PORTLAND, Ore. -- The perfect crystalline structure of epitaxial graphene rearranges into a moire interference pattern of local band gaps when subjected to a magnetic field, according to researchers. The position-dependent atomic alignments between adjacent monolayers of graphene creates a regular pattern of regions where conduction is not allowed. The alignment could be magnetically switched in future carbon-based electronic devices.
"What we have discovered is a method to pattern the effective mass of graphene in an interesting way, with a magnetic switch to turn the pattern 'on' and 'off'," said Phillip First, a professor at Georgia Tech. "Whether it has practical consequences remains to be seen, but it's an essential piece of the puzzle which was both unexpected and unpredicted."
When magnetically switched on, electrons traveling though graphene must shuttle around "dead" regions, creating interference patterns that need to be well-understood if bi-layer graphene field-effect transistors are to be useful, according to First.
"Substrates or gate insulators that are lattice-matched to graphene such as boron nitride, could introduce 'ordered inhomogeneity' similar to what we observe," First added.
When subjected to a magnetic field, theory dictates that electrons in graphene travel in perfect cyclotronic orbits. But the researchers discovered that in practice isolated bandgaps on the surface created a regular patchwork of no-go areas for electrons.
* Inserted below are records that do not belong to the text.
PR #1289, opened 2023-06-09
Prefer authority from `wwwauth[]` if present for Azure Repos

mjcheetham:
Now that Git can forward on the `WWW-Authenticate` headers from the remote, we no longer need to make a second, redundant, `HEAD` query to the organisation URL to rediscover the header values.

If we have been provided such a header from Git, use it in the first instance! Otherwise continue to make a `HEAD` query (and cache it).

Note this only affects the OAuth mode, just as the authority caching only works here.


ldennington (approved):
Great stuff! 🚀

PR #1291, opened 2023-06-13
install from source: designate arch linux as unsupported

ldennington:
Arch Linux was incorrectly added to the install-from-source script and
accompanying validation as a .NET-supported distribution, when this is not
actually the case. A list of supported distributions can be found here:
  
https://learn.microsoft.com/en-us/dotnet/core/install/linux
  
Instead of removing unsupported distros, we plan to print out a message
notifying users that, while they can be installed, they are not officially
validated or supported by the GCM project.

### DIFF
--- a/src/linux/Packaging.Linux/install-from-source.sh
+++ b/src/linux/Packaging.Linux/install-from-source.sh
@@ -114,6 +114,14 @@ apt_install() {
     $sudo_cmd apt install $pkg_name -y 2>/dev/null
 }
 
+print_unsupported_distro() {
+    prefix=$1
+    distro=$2
+
+    echo "$prefix: $distro is not officially supported by the GCM project."
+    echo "See https://gh.io/gcm/linux for details."
+}
+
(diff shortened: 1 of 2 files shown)


src/linux/Packaging.Linux/install-from-source.sh
```diff
@@ -114,6 +114,14 @@ apt_install() {
     $sudo_cmd apt install $pkg_name -y 2>/dev/null
 }
 
+print_unsupported_distro() {
+    prefix=$1
+    distro=$2
+
+    echo "$prefix: $distro is not officially supported by the GCM Project."
```
mjcheetham, line 121: Lowercase project 'p'?

```suggestion
    echo "$prefix: $distro is not officially supported by the GCM project."
```

mjcheetham (changes requested):
Just a nit and suggestion to use a shortlink.

mjcheetham (approved):

PR #1299, opened 2023-06-20
Clarify to install GCM for Windows for WSL

philsttr:
Previously it wasn't clear whether to install GCM for Linux or Windows when using WSL until later in the document.

Now the first step explicitly says GCM for Windows.


mjcheetham (approved):

mjcheetham:
Thanks for this update / clarification @philsttr !

Issue #1298, opened 2023-06-19
Installation script resulted in unintended Fedora upgrade


JWShaw:
Running the `linux-install-source.sh` script resulted in `dnf update -y` being executed, which caused an undesired upgrade from Fedora 36 to Fedora 37 on my machine.  Can we omit the `-y` flag to prevent similar occurrences in the future?

It's also worth noting that, according to the `dnf` manpages, `update` is a deprecated alias for `upgrade`

JWShaw:
I was mistaken about the system upgrade: I was already running Fedora 37, and my packages were just several weeks out of date.

Nonetheless, is the non-interactive flag required/desirable?

ldennington:
Hi @JWShaw - glad to hear that the system upgrade wasn't caused by the script, as that would certainly be unexpected! We purposefully use the non-interactive flag after printing a message at the beginning of the script indicating that we're going to install things and asking the user to accept:

```
This script will download, compile, and install Git Credential Manager to:

    /usr/local/bin

Git Credential Manager is licensed under the MIT License: https://aka.ms/gcm/license
Do you want to continue? [Y/n] 
```

If you have thoughts for improvement on the message or would like to help transition us away from the deprecated `upgrade` command, we'd welcome a PR! You can find the script [here](https://github.com/git-ecosystem/git-credential-manager/blob/main/src/linux/Packaging.Linux/install-from-source.sh) if you're interested.

PR #1300, opened 2023-06-20
Replace DNF's deprecated 'dnf update' alias with 'dnf upgrade'

JWShaw:
Addresses #1298.  According to the [DNF manpages](https://man7.org/linux/man-pages/man8/dnf.8.html), `update` is a deprecated alias.

### DIFF
--- a/src/linux/Packaging.Linux/install-from-source.sh
+++ b/src/linux/Packaging.Linux/install-from-source.sh
@@ -163,7 +163,7 @@ case "$distribution" in
         fi
     ;;
     fedora | centos | rhel)
-        $sudo_cmd dnf update -y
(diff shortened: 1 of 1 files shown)


ldennington:
Thank you for your contribution! To better understand the scope of this change, can you provide the version of RHEL/Fedora in which the `update` command was initially deprecated?

JWShaw:
I've not been successful in finding the exact version of RHEL/Fedora in which `update` was initially deprecated, but I found by perusing the `dnf` repository that `dnf update` was deprecated by a [commit on November 12, 2012](https://github.com/rpm-software-management/dnf/commit/91a92b01172ce03ff2cc8836622842c48534d905).

ldennington (approved):

Issue #1297, opened 2023-06-18
Error authenticating to Azure DevOps with OAuth "Application ... is configured for use by Azure Active Directory users only"


hickford:
I tried to authenticate to Azure DevOps with `credential.azreposCredentialType=oauth`. I'm using GCM 2.1.2 on Linux (installed with dotnet tool):

    echo protocol=https\nhost=dev.azure.com\npath=matthickford0459/testdevazuredotcom/_git/testdevazuredotcom\nusername=matthickford0459\nwwwauth[]=Basic realm=\"https://tfsproduks1.visualstudio.com/\" | git -c credential.azreposCredentialType=oauth credential-manager get

gave me error

> fatal: AADSTS9002332: Application '872cd9fa-d31f-45e0-9eab-6e460a02d1f1'(Visual Studio - Legacy) is configured for use by Azure Active Directory users only. Please do not use the /consumers endpoint to serve this request.

GCM trace:

<details>
<pre>
16:04:33.468133 ...re/Application.cs:95 trace: [RunInternalAsync] Version: 2.1.2.0
16:04:33.525134 ...re/Application.cs:96 trace: [RunInternalAsync] Runtime: .NET 6.0.16
16:04:33.525284 ...re/Application.cs:97 trace: [RunInternalAsync] Platform: Linux (x86-64)
16:04:33.525326 ...re/Application.cs:98 trace: [RunInternalAsync] OSVersion: Linux penguin 5.15.112-19373-g62629859bf76 #1 SMP PREEMPT Sun Jun 11 18:47:30 PDT 2023 x86_64 GNU/Linux
16:04:33.525474 ...re/Application.cs:99 trace: [RunInternalAsync] AppPath: /home/matthickford/.dotnet/tools/git-credential-manager
16:04:33.525783 ...e/Application.cs:100 trace: [RunInternalAsync] InstallDir: /home/matthickford/.dotnet/tools/.store/git-credential-manager/2.1.2/git-credential-manager/2.1.2/tools/net6.0/any/
16:04:33.525965 ...e/Application.cs:101 trace: [RunInternalAsync] Arguments: get
16:04:33.893875 ...GitCommandBase.cs:33 trace: [ExecuteAsync] Start 'get' command...
16:04:33.978260 ...GitCommandBase.cs:47 trace: [ExecuteAsync] Detecting host provider for input:
16:04:33.998439 ...GitCommandBase.cs:48 trace: [ExecuteAsync] 	protocol=https
[...]

PR #1321, opened 2023-07-10
Workaround MSAL.NET issue with MSA-PT account silent auth

mjcheetham:
When we have a Microsoft Account (MSA) in the cache and attempt to do a silent authentication, if we're an MSA-PT app we need to specify the special MSA transfer tenant ID to make sure we get the a token silently, correctly.

See the [issue](https://github.com/AzureAD/microsoft-authentication-library-for-dotnet/issues/3077) in the MSAL repo for more information.

Fixes: #1297

### DIFF
--- a/src/shared/Core/Authentication/MicrosoftAuthentication.cs
+++ b/src/shared/Core/Authentication/MicrosoftAuthentication.cs
@@ -23,7 +23,7 @@ namespace GitCredentialManager.Authentication
     public interface IMicrosoftAuthentication
     {
         Task<IMicrosoftAuthenticationResult> GetTokenAsync(string authority, string clientId, Uri redirectUri,
-            string[] scopes, string userName);
+            string[] scopes, string userName, bool msaPt = false);
     }
 
     public interface IMicrosoftAuthenticationResult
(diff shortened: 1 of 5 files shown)


src/shared/Core/Authentication/MicrosoftAuthentication.cs
```diff
@@ -295,9 +297,27 @@ private async Task<AuthenticationResult> GetAccessTokenSilentlyAsync(IPublicClie
...
+                    if (account is null)
+                    {
+                        Context.Trace.WriteLine($"No cached account found for user '{userName}'...");
+                        return null;
+                    }
+
+                    var atsBuilder = app.AcquireTokenSilent(scopes, account);
+
+                    // Is we are operating with an MSA passthrough app we need to ensure that we target the
+                    // special MSA 'transfer' tenant explicitly. This is a workaround for MSAL issue:
```
ldennington, line 312: Super nit: I'm wondering whether there's any public documentation available about the transfer tenant that we can link here for those who would like to learn more.

ldennington (approved):
Nice! ✨

src/shared/Core/Authentication/MicrosoftAuthentication.cs
mjcheetham: Unfortunately MSA passthrough is an internal (and legacy) feature of the Microsoft Identity platform, and the only docs are for Microsoft employees only: https://review.learn.microsoft.com/en-us/identity/microsoft-identity-platform/stack-choices?branch=main#msa-passthrough

mohamadfaqani:
***@***.***

Hello, I don't know why, but I don't receive emails in my Microsoft
account, no one knows how to fix it

gmail.android

ldennington (approved):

The mechanism is thought to be the slightly different lattice orientation of each layer, resulting in the moire pattern.
"Photonic devices such as far-infrared lasers might be made from transitions between the discrete energies of quantized cyclotron orbits," predicted First. "The new band gaps that we observe in this work could affect the performance of these photonic devices by introducing extra energy states."
Joseph Stroscio of the National Institute of Standards and Technology's Center for Nanoscale Science and Technology contributed to the research. .
Research funding was provided by the National Science Foundation, Semiconductor Research Corp., the W.M. Keck Foundation and Georgia Tech’s Materials Research Science and Engineering Center.